DeepL launches real-time voice-to-voice translation in 40+ languages

DeepL Launches Real-Time Voice-to-Voice Translation in Over 40 Languages

April 17, 2026 - 9:11 am

The Cologne-based translation company best known for its text tools has unveiled a full voice product suite covering meetings, conversations, group settings, and an API for enterprise integration. A live demo in Seoul showed one-to-two sentence delays, and DeepL’s CPO acknowledged word order differences between languages remain a fundamental challenge.

DeepL, the Cologne-based language AI company that built its reputation on high-quality text translation, has launched DeepL Voice-to-Voice: a real-time spoken translation suite designed for live business communication.

The product covers four distinct use cases: virtual meetings, mobile and web conversations, group settings for frontline workers, and enterprise applications through an API, and supports more than 40 languages including all 24 official EU languages and additions such as Vietnamese, Thai, Arabic, Norwegian, Hebrew, Bengali, and Tagalog.

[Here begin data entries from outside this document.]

Issue #9670, opened 2025-07-22
Conversion error of received data with sonoff swv devices


liangjia2019:
We encountered some problems when using SWV. When the value received by the data exceeds 127, errors will occur in the data conversion

Received here is correct:
[2025-07-22 19:09:26] debug: 	zh:zstack:znp: <-- AREQ: AF - incomingMsg - {"groupid":0,"clusterid":64529,"srcaddr":28490,"srcendpoint":1,"dstendpoint":1,"wasbroadcast":0,"linkquality":180,"securityuse":0,"timestamp":7791435,"transseqnumber":0,"len":17,"data":{"type":"Buffer","data":[8,52,10,9,80,66,10,1,11,0,0,0,127,0,0,0,144]}}

But here his data conversion is abnormal
attrData":"\u0001\u000b\u0000\u0000\u0000\u0000\u0000\u0000 "  ---was  abnormal
[2025-07-22 19:09:26] debug: 	zh:controller: Received payload: clusterID=64529, address=28490, groupID=0, endpoint=1, destinationEndpoint=1, wasBroadcast=false, linkQuality=180, frame={"header":{"frameControl":{"frameType":0,"manufacturerSpecific":false,"direction":1,"disableDefaultResponse":false,"reservedBits":0},"transactionSequenceNumber":52,"commandIdentifier":10},"payload":[{"attrId":20489,"dataType":66,"attrData":"\u0001\u000b\u0000\u0000\u0000\u0000\u0000\u0000 "}],"command":{"ID":10,"name":"report","parameters":[{"name":"attrId","type":33},{"name":"dataType","type":32},{"name":"attrData","type":1000}]}}

log:
[2025-07-22 19:09:26] debug: 	zh:zstack:unpi:parser: <-- [52,10,9,80,66,10,1,11,0,0,0,127,0,0,0,144,180,75,28,114]
[2025-07-22 19:09:26] debug: 	zh:zstack:unpi:parser: --- parseNext [254,37,68,129,0,0,17,252,74,111,1,1,0,180,0,75,227,118,0,0,17,8,52,10,9,80,66,10,1,11,0,0,0,127,0,0,0,144,180,75,28,114]
[...]

PR #9975, opened 2025-09-10
fix swv attr(0x5008,0x5009)data error problem

liangjia2019:
Fix the associated issue:
https://github.com/Koenkk/zigbee-herdsman-converters/issues/9670#issuecomment-3271756892


Koenkk:
Thanks!

PR #9981, opened 2025-09-10
HY607W-3A: Add correct mode_state handling for Tuya thermostat

sigmich:
Fix mode_state converters for HY607W-3A Tuya thermostat (manual, auto, temp_override). Another attempt to make it work properly. I hope it's the last one for this device.

Implements correct from/to converters for mode_state using the first numeric byte of the datapoint.

Tested on a real HY607W-3A thermostat; other functionality remains unchanged.


Koenkk:
Thanks!

PR #9982, opened 2025-09-10
Fix detection: _TZ3000_pgq7ormg as TS0001_switch_module_3

andrei-lazarov:
Related to #9952

I created a new converter **TS0001_switch_module_3** that is TS0001_switch_module + indicator LED support.  
And I moved _TZ3000_pgq7ormg 1-gang switch there.


Koenkk:
Thanks!

PR #9983, opened 2025-09-11
fix: Inovelli VZM31-SN/VZM36 ignore transition on light.turn_off

rohankapoorcom:
- Use tz.on_off.convertSet when turning off, toggling or turning on with brightness=0 and transition not specified

Fixes https://github.com/Koenkk/zigbee2mqtt/issues/28531

### DIFF
--- a/src/devices/inovelli.ts
+++ b/src/devices/inovelli.ts
@@ -493,7 +493,6 @@ const inovelliExtend = {
         return {
             fromZigbee,
             toZigbee: [
-                tz.on_off,
                 tzLocal.light_onoff_brightness_inovelli,
                 tz.power_on_behavior,
                 tz.ignore_transition,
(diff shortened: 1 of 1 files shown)


Koenkk:
Thanks!

rohankapoorcom:
@Koenkk - somewhat related question for you - I've been looking at the amount of code in this single file and the readability of it and I want to break the break Inovelli converter into several different files/modules within a inovelli folder. I don't see that pattern implemented today, is that something that you'd be open to?

Koenkk:
@rohankapoorcom for that case you can create a manufacturer specific file in the [lib](https://github.com/Koenkk/zigbee-herdsman-converters/tree/master/src/lib) folder.

rohankapoorcom:
@Koenkk I was hoping to break it up into multiple different files. Can I make a manufacturer folder in the lib folder instead?

Koenkk:
@rohankapoorcom if there is a clear benefit, yes.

The suite’s four components are at different stages of availability:

  • Voice for Conversations, which enables real-time translation across mobile and web without requiring app installation, is now generally available.
  • Voice for Meetings integrates with Microsoft Teams and Zoom so participants can speak in their native language while others hear simultaneous translation in theirs, opening an early access program in June.
  • The Voice-to-Voice API lets businesses embed DeepL’s translation engine into their own customer-facing applications such as call centers; it is currently in ongoing early access.
  • Spoken Terms, a customisation feature allowing the system to learn industry-specific vocabulary, company names, and personal names, is scheduled to become generally available on May 7.

Jarek Kutylowski, DeepL’s founder and CEO, described the launch as reaching “another frontier in translation.”

“DeepL Voice-to-Voice allows everyone to speak naturally in their own language without the friction or cost of interpreters,” he said.

DeepL has positioned the product as an enterprise tool rather than a consumer one: the company states its voice technology never uses customer data to train its models, and does not permanently store transcription or translation data after a call ends, a security framing that distinguishes it from consumer AI voice products and is aimed at regulated industries.

The current system works through a three-step pipeline: speech is converted to text, the text is translated using DeepL’s established translation engine, and the output is then converted back to speech.

DeepL’s competitive argument rests on the quality of the middle step: the company claims its text translation models outperform alternatives, and that advantage propagates through to the voice output.

In blind evaluations commissioned by DeepL and conducted independently by Slator, a language industry research firm, 96% of professional linguists preferred DeepL Voice over the native translation solutions in Google Meet, Microsoft Teams, and Zoom, citing superior fluency and accuracy.